WHAT YOU HAVE TO DO:
Give back, exactly as written, the lines from the beginning of the listing through the one that contains "r.average !== 0);".
- - -
PR #12928, opened 2025-12-04
Fix Podium Table

FinnIckler:
Adds rounded corners to the tables and handles events without averages.

### DIFF
--- a/next-frontend/src/components/results/ResultsTable.tsx
+++ b/next-frontend/src/components/results/ResultsTable.tsx
@@ -25,6 +25,7 @@ export function ResultsTable({
   const event = events.byId[eventId];
 
   const solveCount = event.recommendedFormat.expected_solve_count;
+  const anyAverages = results.some((r) => r.average !== 0);
 
   return (
     <Table.ScrollArea rounded="md" maxW="full">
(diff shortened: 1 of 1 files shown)


next-frontend/src/components/results/ResultsTable.tsx
```diff
@@ -27,67 +27,71 @@ export function ResultsTable({
...
-      </Table.Header>
+    <Table.ScrollArea rounded="md" maxW="full">
+      <Table.Root>
+        <Table.Header>
+          <Table.Row>
+            <Table.ColumnHeader>#</Table.ColumnHeader>
+            {isAdmin && <Table.ColumnHeader>Edit</Table.ColumnHeader>}
+            <Table.ColumnHeader>Competitor</Table.ColumnHeader>
+            <Table.ColumnHeader>Best</Table.ColumnHeader>
+            {solveCount > 2 && <Table.ColumnHeader>Average</Table.ColumnHeader>}
```
gregorbg: I feel like `average != 0` is the semantically more sound check

next-frontend/src/components/results/ResultsTable.tsx
```diff
@@ -27,67 +27,71 @@ export function ResultsTable({
...
+                    })}
+                  >
+                    {competitorResult.name}
+                  </Link>
+                </Table.Cell>
+                <Table.Cell style={{ position: "relative" }}>
+                  {formatAttemptResult(competitorResult.best, eventId)}{" "}
+                  {recordTagBadge(competitorResult.regional_single_record)}
+                </Table.Cell>
+                {solveCount > 2 && (
```
gregorbg: See above about good check conditions

next-frontend/src/components/results/ResultsTable.tsx
gregorbg: If you don't have any concrete results that you can check in the header, do some `listOfResults.some()` shenanigans to see if _any_ result in your currently displayed dataset has an average

gregorbg: (Just for reference: There are competitions that hold more than one MultiBLD attempt, i.e. they use `Best of 2` or `Best of 3` format. These will have an `expected_solve_count` larger than 1 but still no average to be displayed)

gregorbg (changes requested):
- - -
REPLY TO THE EXERCISE:
PR #12928, opened 2025-12-04
Fix Podium Table

FinnIckler:
Adds rounded corners to the tables and handles events without averages.

### DIFF
--- a/next-frontend/src/components/results/ResultsTable.tsx
+++ b/next-frontend/src/components/results/ResultsTable.tsx
@@ -25,6 +25,7 @@ export function ResultsTable({
   const event = events.byId[eventId];
 
   const solveCount = event.recommendedFormat.expected_solve_count;
+  const anyAverages = results.some((r) => r.average !== 0);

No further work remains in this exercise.